🤖 AI Summary
Existing electron microscopy (EM) image segmentation benchmarks, based on small-scale and curated datasets, fail to capture the high morphological heterogeneity of organelles and large-scale spatial context present in real-world scenarios, thereby limiting model generalization. To address this, this work introduces a large-scale multi-organelle instance segmentation benchmark comprising over 100,000 2D EM images across diverse cell types and five organelle classes. We propose a connectivity-aware 3D label propagation algorithm (3D LPA), combined with expert correction, to efficiently generate high-quality 3D instance annotations. Benchmark evaluation reveals that current state-of-the-art models—including U-Net, SAM variants, and Mask2Former—struggle significantly with globally distributed structures such as the endoplasmic reticulum, highlighting a fundamental gap between local-context modeling approaches and the demands of real-world biological complexity.
📝 Abstract
Accurate instance-level segmentation of organelles in electron microscopy (EM) is critical for quantitative analysis of subcellular morphology and inter-organelle interactions. However, current benchmarks, based on small, curated datasets, fail to capture the inherent heterogeneity and large spatial context of in-the-wild EM data, imposing fundamental limitations on current patch-based methods.

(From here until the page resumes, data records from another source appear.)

PR #4107, opened 2022-04-01
fix apply outdate membership change

critical27:
## What type of PR is this?
- [X] bug
- [ ] feature
- [ ] enhancement

#### Description:

Introduced in #3846, my bad. The key point is that, whenever we start-up a partition, we use the peers in meta, which is a snapshot of state machine by applying all previous membership changes. So after we start-up, we should not apply any membership change before we started.

Here is a example:
1. We have done lots of membership change, so there are plenty logs like (removePeer, addLearner, addPeer, etc)
2. We start a new part, with 5 peers (from meta) besides it self
3. If we apply the membership change which happens before we start-up (those in step 1), our peers maybe total wrong. For example, after applying them, we have only 2 peers...
4. At this point, anything weird could happen...

However, this is not a silver bullet, the membership change need to be re-considered totally after this version. 

BTW:
Fix crash when trying to transfer leader to a empty host ("":0)

## How do you solve it?
Do not apply any membership change before a part started.

## Checklist:
Tests:
- [X] Function test
- [ ] Performance test
- [ ] N/A

Affects:

## Release notes:

Introduced in the same version, not related


liwenhui-soul (approved):

pengweisong (approved):
LGTM

liwenhui-soul (approved):

PR #4110, opened 2022-04-01
disable console pkg

czpmango:
## What type of PR is this?
- [ ] bug
- [ ] feature
- [ ] enhancement

#### Description:
Temporarily disable packaging of the nebula-console.
The normal packaging process must artificially ensure that both nebula and nebula-console have available and consistent branches before packaging, but due to the dependencies between nebula and nebula-console, some errors will reduce the efficiency of ci.

## How do you solve it?
Just disable the packaging switch related with nebula-console.

## Checklist:
Tests:
- [ ] Function test
- [ ] Performance test
- [ ] N/A

Affects:

## Release notes:

> ex. Fixed the bug .....

### DIFF
--- a/.gitignore
+++ b/.gitignore
@@ -35,7 +35,6 @@ target/
 cluster.id
 pids/
 modules/
-.linters/
 
 # tests
 !tests/Makefile
--- a/.gitignore
+++ b/.gitignore
@@ -35,6 +35,7 @@ target/
 cluster.id
 pids/
 modules/
+.linters/
 
 # tests
 !tests/Makefile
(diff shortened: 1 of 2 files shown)


Aiee (approved):

.gitignore
```diff
@@ -35,6 +35,7 @@ target/
 cluster.id
 pids/
 modules/
+.linters/
```
yixinglu, line 38: Why ignore this linters?

czpmango: Fixed.

Sophie-Xie (approved):

jievince (approved):

Issue #4097, opened 2022-03-30
where statement causes storage process to exit


rongjianxing:
**where语句导致storage进程退出**

**wsl ubuntu 20.04.4 lts**

* OS: `Linux DESKTOP-A2N2CP3 4.4.0-19041-Microsoft #488-Microsoft Mon Sep 01 13:43:00 PST 2020 x86_64 x86_64 x86_64 GNU/Linux`

**
// linux console
```
wget https://oss-cdn.nebula-graph.com.cn/package/3.0.1/nebula-graph-3.0.1.ubuntu2004.amd64.deb
sudo dpkg -i nebula-graph-3.0.1.ubuntu2004.amd64.deb
sudo /usr/local/nebula/scripts/nebula.service start all
./nebula-console -addr localhost -port 9669 -u root -p 123456
```
// nubula-console
```sql
ADD HOSTS 127.0.0.1:9779;

CREATE SPACE test (partition_num=1, replica_factor=1, vid_type=fixed_string(30));
use test;

create tag t_date_eq( \
    sts_date date,    \
    cost double,     \
);

create tag index idx_t_date_eq_sts_date on t_date_eq(sts_date);
create tag index idx_t_date_eq__cost on t_date_eq(cost);

lookup on t_date_eq                     \
    where t_date_eq.sts_date == date('2022-03-25') \
        and t_date_eq.cost > 0  \
    yield id(vertex) as vertex_id, properties(vertex).sts_date as sts_date;
```
**

rongjianxing:
可以给个回复吗。
想知道是什么原因导致的，是wsl的原因？还是单个storage的原因？还是nebula本身bug导致该语句无论如何都会有问题？

wey-gu:
Thanks @rongjianxing !

I can confirm(just now with your reproduce procedure, thanks!) this query crashed stroaged.

It should be a bug, and we will look into it for the fix.

BR//Wey

Aiee:
Hi @rongjianxing, 
Thank you for your feedback. It is caused by a bug in the constant folding of `date('2022-03-25')`. You may replace `date('2022-03-25')` with a string representation as a workaround for now, as we are fixing it. 

I'll link the PR to this issue when it is available.

PR #4111, opened 2022-04-01
Fix service crash caused by using function call as a part of the filter in `LOOKUP`

Aiee:
## What type of PR is this?
- [x] bug
- [ ] feature
- [ ] enhancement

#### Issue(s) number: 
Close https://github.com/vesoft-inc/nebula/issues/4097
#### Description:
There is a bug in the constant folding of function call expressions like `date('2022-03-25')` when checking purity.

## How do you solve it?
Fix purity checking by bonding purity to the number of arity of the function

## Checklist:
Tests:
- [x] Function test
- [ ] Performance test
- [ ] N/A

Affects:

## Release notes:

> ex. Fixed the bug .....

### DIFF
--- a/src/common/function/FunctionManager.cpp
+++ b/src/common/function/FunctionManager.cpp
@@ -456,7 +456,7 @@ FunctionManager::FunctionManager() {
     auto &attr = functions_["abs"];
     attr.minArity_ = 1;
     attr.maxArity_ = 1;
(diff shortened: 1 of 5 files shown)


jievince (approved):

CPWstatic (approved):
Excellent!

yixinglu (approved):
LGTM

PR #4124, opened 2022-04-08
change default variables in release

HarrisChu:
## What type of PR is this?
- [ ] bug
- [ ] feature
- [x] enhancement

#### Description:
1. there're too many variables when building release package, and when we build nebula in test platform, we should follow these options.
2. just use `package.sh` directly when building release.


yixinglu (approved):
LGTM

czpmango (approved):

PR #4129, opened 2022-04-11
default add hosts for standalone version

SuperYoko:
## What type of PR is this?
- [ ] bug
- [ ] feature
- [x] enhancement

#### Description:
Standalone version will default auto add local storage hosts now. use "--add_local_host" to control this.

## Checklist:
Tests:
- [ ] Function test
- [ ] Performance test
- [ ] N/A

Affects:

## Release notes:

> ex. Fixed the bug .....


src/storage/StorageServer.cpp
```diff
@@ -168,6 +170,28 @@ bool StorageServer::start() {
   options.dataPaths_ = dataPaths_;
 
   metaClient_ = std::make_unique<meta::MetaClient>(ioThreadPool_, metaAddrs_, options);
+
+#ifdef BUILD_STANDALONE
+  if (FLAGS_add_local_host) {
```
critical27, line 175: 1. Does meta always started before storage in standalone?
2. Do we need to move `addHosts` after `waitForMetadReady`?

tests/common/nebula_service.py
```diff
@@ -321,6 +321,7 @@ def _make_sa_params(self, **kwargs):
         self.graphd_param['password_lock_time_in_secs'] = '10'
         self.graphd_param['raft_heartbeat_interval_secs'] = '30'
         self.graphd_param['skip_wait_in_rate_limiter'] = 'true'
+        self.graphd_param['add_local_host'] = 'false'
```
critical27, line 324: UT has already call add hosts explicitly?

src/storage/StorageServer.cpp
SuperYoko: 1. yes, standalone daemon will wait meta service start then start storage.
2. we can't if we don't addhosts first,  wait will stuck there.

tests/common/nebula_service.py
SuperYoko: Ent version hardcoded "add hosts to new zone default_zone", and in nebula repo "add hosts",  which will affect tck.  So I let "add hosts" done by tck start cluster scripts use "--add_local_host".

src/storage/StorageServer.cpp
critical27: 👌

critical27 (approved):

src/storage/StorageServer.cpp
```diff
@@ -42,6 +42,8 @@ DEFINE_bool(local_config, false, "meta client will not retrieve latest configura
 DEFINE_int32(storage_port, 44501, "Storage daemon listening port");
 DEFINE_int32(storage_num_worker_threads, 32, "Number of workers");
 DECLARE_bool(local_config);
+DEFINE_bool(add_local_host, true, "Whether add localhost automatically");
```
pengweisong, line 45: should we tell the user "in standalone version"?

SuperYoko: Only standalone version supply this config, and only standalone config file contain it.

pengweisong (approved):
LGTM

Issue #4123, opened 2022-04-08
Disk fault recovery


Sophie-Xie:
**Describe the background of the requirement**
- Considering that a node has multiple data paths, there is no need to rebuild the entire node when the disk corresponding to a data path fails.

**Describe the detail of the requirement**
- After the disk corresponding to the data path is repaired, the original part data can be automatically restored to the data path.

To address these limitations, we developed a large-scale, multi-source benchmark for multi-organelle instance segmentation, comprising over 100,000 2D EM images across variety cell types and five organelle classes that capture real-world variability. Dataset annotations were generated by our designed connectivity-aware Label Propagation Algorithm (3D LPA) with expert refinement. We further benchmarked several state-of-the-art models, including U-Net, SAM variants, and Mask2Former. Our results show several limitations: current models struggle to generalize across heterogeneous EM data and perform poorly on organelles with global, distributed morphologies (e.g., Endoplasmic Reticulum). These findings underscore the fundamental mismatch between local-context models and the challenge of modeling long-range structural continuity in the presence of real-world variability. The benchmark dataset and labeling tool will be publicly released soon.